2. Residuals fails normality test which means the reseduals are not normaly

distributed. This defies normality assumtion of linear regression.

Summary:

Landing distance is largely dependent on ground speed of aircraft, aircraft type and height

(descending order with respect to weight) of the aircraft when it passes through the

threshold of runway.

Distance= -945.4486 + 460.522*aircraft_typ + 0.27335*speed_gr_sq + 14.056*height

1. For ‘Boeing’ aircraft type(aircraft_typ) the predicted landing distance would be

460.522 points greater than ‘Airbus’ aircraft type.

2. For every one-unit increase in square of ground speed (speed_gr_sq) there will be

0.27335-unit increase in the predicted landing distance

3. For every one-unit increase in height(height) above threshold there will be 14.056-

unit increase in the predicted landing distance

Answers to qestions asked at the end

1. How many observations (flights) do you use to fit your final model? If not all 950

flights, why?

Answer: There were 831 observations used to fit the final model. 119

observations are deleted to remove the abnormal ground speed of aircrafts,

duration of flight landing, height above the threshold of runway etc.

2. What factors and how they impact the landing distance of a flight?

Answer: Landing distance is largely dependent on ground speed of aircraft,

aircraft type and height (descending order with respect to weight) of the aircraft

when it passes through the threshold of runway.
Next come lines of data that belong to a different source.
PR #746, opened 2022-02-10
[ISSUE-745] Wait for reservation to be confirmed

### LINKED ISSUE #745: Wait in scheduler extender for reservation to be confirmed

Currently we don't wait for reservation to be confirmed by Controller and return after ACR created.

Wait in scheduler extender for reservation to be confirmed until context is cancelled by timeout

rkiselenko:
### Resolves #745 

Wait for reservation to be confirmed,  continue on reading error,
return after reservation confirmed or wait context deadline

## PR checklist
- [x] Add link to the issue
- [x] Choose Project
- [x] Choose PR label
- [x] New unit tests added

## Testing
_Provide test details_

### DIFF
--- a/pkg/scheduler/extender/extender.go
+++ b/pkg/scheduler/extender/extender.go
@@ -464,14 +464,14 @@ func (e *Extender) createReservation(ctx context.Context, ns, name string,
 				ll.Warningf("Failed to read capacity reservation '%s' CR", name)
 				continue
 			}
-			if acr.Spec.Status == v1.ReservationConfirmed {
+			if acr.Spec.Status == v1.ReservationConfirmed || acr.Spec.Status == v1.ReservationRejected {
 				ll.Infof("Capacity reservation '%s' status is '%s'", name, acr.Spec.Status)
 				readCh <- struct{}{}
 				return
 			}
 		}
 	}()
-	ll.Infof("Wait for capacity reservation '%s' become in status '%s'", name, v1.ReservationConfirmed)
+	ll.Infof("Wait for CR '%s' become in status '%s' or '%s'", name, v1.ReservationConfirmed, v1.ReservationRejected)
 	select {
 	case <-ctx.Done():
 		ll.Warningf("Context deadline reached capacity reservation '%s' CR", name)
--- a/pkg/scheduler/extender/extender.go
+++ b/pkg/scheduler/extender/extender.go
@@ -48,10 +48,6 @@ import (
 	annotations "github.com/dell/csi-baremetal/pkg/crcontrollers/node/common"
 )
 
-var (
-	reservationConfirmedDuration = 5 * time.Minute
-)
-
 // Extender holds http handlers for scheduler extender endpoints and implements logic for nodes filtering
 // based on pod volumes requirements and Available Capacities
 type Extender struct {
@@ -451,7 +447,6 @@ func (e *Extender) createReservation(ctx context.Context, ns, name string,
 	// or wait context deadline
 	readCh := make(chan struct{})
 	ticker := time.NewTicker(time.Second)
-	ctx, cancel := context.WithTimeout(ctx, reservationConfirmedDuration)
 	ll := e.logger.WithFields(logrus.Fields{
 		"method":      "createReservation",
 		"sessionUUID": ctx.Value(base.RequestUUID),
@@ -480,7 +475,6 @@ func (e *Extender) createReservation(ctx context.Context, ns, name string,
 		break
 	}
 	close(readCh)
-	cancel()
 	return nil
 }
 
--- a/pkg/scheduler/extender/extender.go
+++ b/pkg/scheduler/extender/extender.go
@@ -102,9 +102,7 @@ func (e *Extender) FilterHandler(w http.ResponseWriter, req *http.Request) {
 		}
 		return
 	}
-	defer func() {
-		_ = req.Body.Close()
-	}()
+	_ = req.Body.Close()
 
 	ll = ll.WithFields(logrus.Fields{
 		"pod": extenderArgs.Pod.Name,
@@ -169,9 +167,7 @@ func (e *Extender) PrioritizeHandler(w http.ResponseWriter, req *http.Request) {
 		ll.Errorf("Unable to decode request body: %v", err)
 		return
 	}
-	defer func() {
-		_ = req.Body.Close()
-	}()
+	_ = req.Body.Close()
 
 	ll.Info("Scoring")
 
@@ -217,9 +213,7 @@ func (e *Extender) BindHandler(w http.ResponseWriter, req *http.Request) {
 		}
 		return
 	}
-	defer func() {
-		_ = req.Body.Close()
-	}()
+	_ = req.Body.Close()
 
 	extenderBindingRes.Error = "don't know how to use bind API"
 	if err := resp.Encode(extenderBindingRes); err != nil {
--- a/pkg/scheduler/extender/extender.go
+++ b/pkg/scheduler/extender/extender.go
@@ -457,11 +457,11 @@ func (e *Extender) createReservation(ctx context.Context, ns, name string,
 		for range ticker.C {
 			acr := &acrcrd.AvailableCapacityReservation{}
 			if err := e.k8sClient.ReadCR(ctx, name, ns, acr); err != nil {
-				ll.Warningf("Failed to read capacity reservation '%s' CR", name)
+				ll.Warningf("Failed to read CR '%s' error: %s", name, err)
 				continue
 			}
 			if acr.Spec.Status == v1.ReservationConfirmed || acr.Spec.Status == v1.ReservationRejected {
-				ll.Infof("Capacity reservation '%s' status is '%s'", name, acr.Spec.Status)
+				ll.Infof("CR '%s' status is '%s'", name, acr.Spec.Status)
 				readCh <- struct{}{}
 				return
 			}
@@ -470,7 +470,7 @@ func (e *Extender) createReservation(ctx context.Context, ns, name string,
 	ll.Infof("Wait for CR '%s' become in status '%s' or '%s'", name, v1.ReservationConfirmed, v1.ReservationRejected)
 	select {
 	case <-ctx.Done():
-		ll.Warningf("Context deadline reached capacity reservation '%s' CR", name)
+		ll.Warningf("Context deadline reached CR '%s'", name)
 		break
 	case <-readCh:
 		break
--- a/pkg/scheduler/extender/extender.go
+++ b/pkg/scheduler/extender/extender.go
@@ -405,6 +405,7 @@ func getReservationName(pod *coreV1.Pod) string {
 	return namespace + "-" + pod.Name
 }
 
+// TODO https://github.com/dell/csi-baremetal/issues/747
 func (e *Extender) createReservation(ctx context.Context, ns, name string,
 	nodes []coreV1.Node, capacities []*genV1.CapacityRequest) error {
 	// ACR CRD
--- a/pkg/scheduler/extender/extender.go
+++ b/pkg/scheduler/extender/extender.go
@@ -441,14 +441,13 @@ func (e *Extender) createReservation(ctx context.Context, ns, name string,
 	// return after reservation confirmed
 	// or wait context deadline
 	readCh := make(chan struct{})
-	ticker := time.NewTicker(time.Second)
 	ll := e.logger.WithFields(logrus.Fields{
 		"method":      "createReservation",
 		"sessionUUID": ctx.Value(base.RequestUUID),
 	})
 	go func() {
-		defer ticker.Stop()
-		for range ticker.C {
+		for _, timer := range []time.Duration{1 * time.Second, 3 * time.Second, 10 * time.Second} {
+			time.Sleep(timer)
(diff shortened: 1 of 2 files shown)


misanthropicat (approved):

pkg/scheduler/extender/extender.go
```diff
@@ -431,6 +445,42 @@ func (e *Extender) createReservation(ctx context.Context, namespace string, name
 		// cannot create reservation
 		return err
 	}
+	// wait for reservation to be confirmed
+	// continue on reading error
+	// return after reservation confirmed
+	// or wait context deadline
+	readCh := make(chan struct{})
+	ticker := time.NewTicker(time.Second)
+	ctx, cancel := context.WithTimeout(ctx, reservationConfirmedDuration)
```
mishoyama, line 454: Don't context coming from scheduler without timeout? Why did you chose 5 minutes?

rkiselenko: > Don't context coming from scheduler without timeout? Why did you chose 5 minutes?

This context comes from [http handler](https://github.com/dell/csi-baremetal/blob/master/pkg/scheduler/extender/extender.go#L110) and there is no deadline or timeout on this context.

I chose 5 minutes because context must have deadline.

mishoyama: Do you mean the scheduler sends requests to the extender(s) and don't fail them by timeout?

pkg/scheduler/extender/extender.go
```diff
@@ -101,6 +106,9 @@ func (e *Extender) FilterHandler(w http.ResponseWriter, req *http.Request) {
 		}
 		return
 	}
+	defer func() {
+		_ = req.Body.Close()
```
mishoyama, line 110: Does it make sense to print error here?

pkg/scheduler/extender/extender.go
```diff
@@ -431,6 +445,42 @@ func (e *Extender) createReservation(ctx context.Context, namespace string, name
...
+	})
+	go func() {
+		defer ticker.Stop()
+		for range ticker.C {
+			acr := &acrcrd.AvailableCapacityReservation{}
+			if err := e.k8sClient.ReadCR(ctx, name, ns, acr); err != nil {
+				ll.Warningf("Failed to read capacity reservation '%s' CR", name)
+				continue
+			}
+			if acr.Spec.Status == v1.ReservationConfirmed {
```
mishoyama, line 467: I guess when it rejected it also make sense to return

pkg/scheduler/extender/extender.go
rkiselenko: I mean the context in this function doesn't have timeout at all.

pkg/scheduler/extender/extender.go
rkiselenko: If you only read from it, the error of Close is irrelevant.

pkg/scheduler/extender/extender.go
```diff
@@ -395,11 +409,11 @@ func getReservationName(pod *coreV1.Pod) string {
 	return namespace + "-" + pod.Name
 }
 
-func (e *Extender) createReservation(ctx context.Context, namespace string, name string, nodes []coreV1.Node,
-	capacities []*genV1.CapacityRequest) error {
+func (e *Extender) createReservation(ctx context.Context, ns, name string,
```
safronovD, line 412: We return nil after `createReservation` in `filter` function. Suitable nodes list is empty in this case. We should perform `handleReservation` after it became `RESERVED`
```
Feb 14 14:00:55.826 [INFO] [Extender] [createReservation] [0c2d8c1e-e46f-44bd-887c-226cde6a982d] Wait for capacity reservation 'volume-1563-baremetal-injector' become in status 'RESERVED'
Feb 14 14:00:56.829 [INFO] [Extender] [createReservation] [0c2d8c1e-e46f-44bd-887c-226cde6a982d] Capacity reservation 'volume-1563-baremetal-injector' status is 'RESERVED'
Feb 14 14:00:56.829 [INFO] [Extender] [FilterHandler] [baremetal-injector] [0c2d8c1e-e46f-44bd-887c-226cde6a982d] Construct response. Get 3 nodes in request. Among them suitable nodes count is 0. Filtered out nodes - map[]
```

safronovD (changes requested):

pkg/scheduler/extender/extender.go
rkiselenko: I dont get, please explain

pkg/scheduler/extender/extender.go
```diff
@@ -431,6 +445,42 @@ func (e *Extender) createReservation(ctx context.Context, namespace string, name
 		// cannot create reservation
 		return err
 	}
+	// wait for reservation to be confirmed
+	// continue on reading error
+	// return after reservation confirmed
+	// or wait context deadline
+	readCh := make(chan struct{})
+	ticker := time.NewTicker(time.Second)
```
safronovD, line 453: How many attempts are needed for one filter request? Should we make this timeout higher or increase in some time to not load k8s controller on large clusters?

pkg/scheduler/extender/extender.go
mishoyama: We can set any timeout from our side but it doesn't make a lot of sense if we aren't align with what scheduler does.

pkg/scheduler/extender/extender.go
rkiselenko: > How many attempts are needed for one filter request?

It depends

> Should we make this timeout higher or increase in some time to not load k8s controller on large clusters?

How much ?

pkg/scheduler/extender/extender.go
rkiselenko: Client can have own timeouts not aligned with server.

pkg/scheduler/extender/extender.go
safronovD: In `filter` function we read ACR and check it:
- if `IsNotFound` -> call `createReservation` and return nil, so we will response with empty list and `Filter Request` will be repeated by scheduler
- if found -> we call `handleReservation`, build and return suitable nodes list
In my opinion the goal is to process Filter Request only one time, so we need to call `handleReservation` after ACR is created and in RESERVED

pkg/scheduler/extender/extender.go
mishoyama: Not sure what do you mean. You have TCP session established which should be closed to avoid resources leak. If close operation failed error message must be logged.

pkg/scheduler/extender/extender.go
rkiselenko: The function returns `nil` and `handleReservation` called later then `CR` is in `RESERVED` state.

safronovD: Yes, after `FilterHandler` will be repeated. Why do we need it?

pkg/scheduler/extender/extender.go
safronovD: Not sure, need to have experiments. Could we have 10-20 sec timeout after some attempts?

pkg/scheduler/extender/extender.go
rkiselenko: Your note is related to `file` reading, but this is http body they're different.

The `req.Body.Close()` function returns an error in order to fulfill the `io.Closer` interface; the function doesn't necessarily return an error.

pkg/scheduler/extender/extender.go
rkiselenko: AFAIK `handleReservation` called after `CR` in the `RESERVED` state.

safronovD: But we don't call it after `createReservation`
```
	// read reservation
	reservation := &acrcrd.AvailableCapacityReservation{}
	err = e.k8sClient.ReadCR(ctx, reservationName, "", reservation)
	if err != nil {
		if k8serrors.IsNotFound(err) {
			// create new reservation
			if err := e.createReservation(ctx, pod.Namespace, reservationName, nodes, capacities); err != nil {
				// cannot create reservation
				return nil, nil, err
			}
			// not an error - reservation requested
			return nil, nil, nil
		}
		// issue with reading reservation
		return nil, nil, err
	}

	// reservation found
	return e.handleReservation(ctx, reservation, nodes)
```

pkg/scheduler/extender/extender.go
rkiselenko: Where this timeouts (10-20 sec) comes from ?

pkg/scheduler/extender/extender.go
rkiselenko: The issue is about wait context timeout, your notes is about logic refactoring it's out of this issue scope.

pkg/scheduler/extender/extender.go
safronovD: When I have increased RateLimiter Timeout, I made an experiment that `CreateVolume` request for a pod with 4 LVG volumes last 12.5 seconds, so the next ACR can became RESERVED after this period. It is applicable for baremetal Openshift cluster

rkiselenko: To make decision which timeout is most suitable we need better evidence(Tests and benchmarks with different cluster configurations and profiles.). I chose one second as start point.

pkg/scheduler/extender/extender.go
mishoyama: What is the goal of these changes then? It does make sense to wait for response only till scheduler is able to handle response from our side.

rkiselenko: Every http handler should have timeout so it wont stuck forever. I chose 5 minutes as a start point. Do you have any consideration how long it should be?

pkg/scheduler/extender/extender.go
mishoyama: Ok

pkg/scheduler/extender/extender.go
mishoyama: In this case what is the purpose to have 5 minutes timeout for `FilterHandler`?

rkiselenko: Because the nature of CSI, I assume some calls of `CR` creation can take much more than 5 seconds (with transition from requested to confirmed).

pkg/scheduler/extender/extender.go
safronovD: Could you please create Github issue and mention it in TODO in `filter` function?

pkg/scheduler/extender/extender.go
safronovD: I think, it might be configurable to avoid this situation

pkg/scheduler/extender/extender.go
rkiselenko: You better understand a problem here could you create an issue?

pkg/scheduler/extender/extender.go
rkiselenko: I don't know what we should denote in this issue. Any thoughts?‎

pkg/scheduler/extender/extender.go
safronovD: Sure

pkg/scheduler/extender/extender.go
mishoyama: When we patch scheduler configuration we override default `httpTimeout` from 5 to 15 seconds. It means that you don't need to add own timeout - just wait for http context to be cancelled.

pkg/scheduler/extender/extender.go
rkiselenko: I don't think its matter because context timeout is 15 seconds.

pkg/scheduler/extender/extender.go
rkiselenko: ok

pkg/scheduler/extender/extender.go
mishoyama: Agree that we need to have exponential back-off here to avoid Kube API overloading

rkiselenko: ok

safronovD: I thought the deadline timeout is 5 minutes... If it's just 15 seconds, it may be not critical

safronovD (approved):

yurkov-anton (approved):

safronovD:
Why do you replace `req.Close` from `defer` section?

rkiselenko:
> Why do you replace `req.Close` from `defer` section?

Because of coverage.

pkg/scheduler/extender/extender.go
```diff
@@ -431,6 +436,39 @@ func (e *Extender) createReservation(ctx context.Context, namespace string, name
...
+	// continue on reading error
+	// return after reservation confirmed
+	// or wait context deadline
+	readCh := make(chan struct{})
+	ll := e.logger.WithFields(logrus.Fields{
+		"method":      "createReservation",
+		"sessionUUID": ctx.Value(base.RequestUUID),
+	})
+	go func() {
+		for _, timer := range []time.Duration{1 * time.Second, 3 * time.Second, 10 * time.Second} {
```
mishoyama, line 449: If we change 15 seconds http timeout to something else will this code work correctly. May be it make sense to start with 1 second and multiple by 2 on each iteration and don't limit number of iterations and max value?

A. For ‘Boeing’ aircraft type the predicted landing distance would be 460.522

points greater than ‘Airbus’ aircraft type.

B. For every one-unit increase in square of ground speed there will be

0.27335-unit increase in the predicted landing distance

C. For every one-unit increase in height above threshold there will be 14.056-

unit increase in the predicted landing distance

3. Is there any difference between the two makes Boeing and Airbus?

Answer: Yes, there is a significant difference between the make of two

commercial aircrafts, Boeing and Airbus. From our final results of report, we can

say that:

For ‘Boeing’ aircraft type the predicted landing distance would be 460.522 points

greater than ‘Airbus’ aircraft type.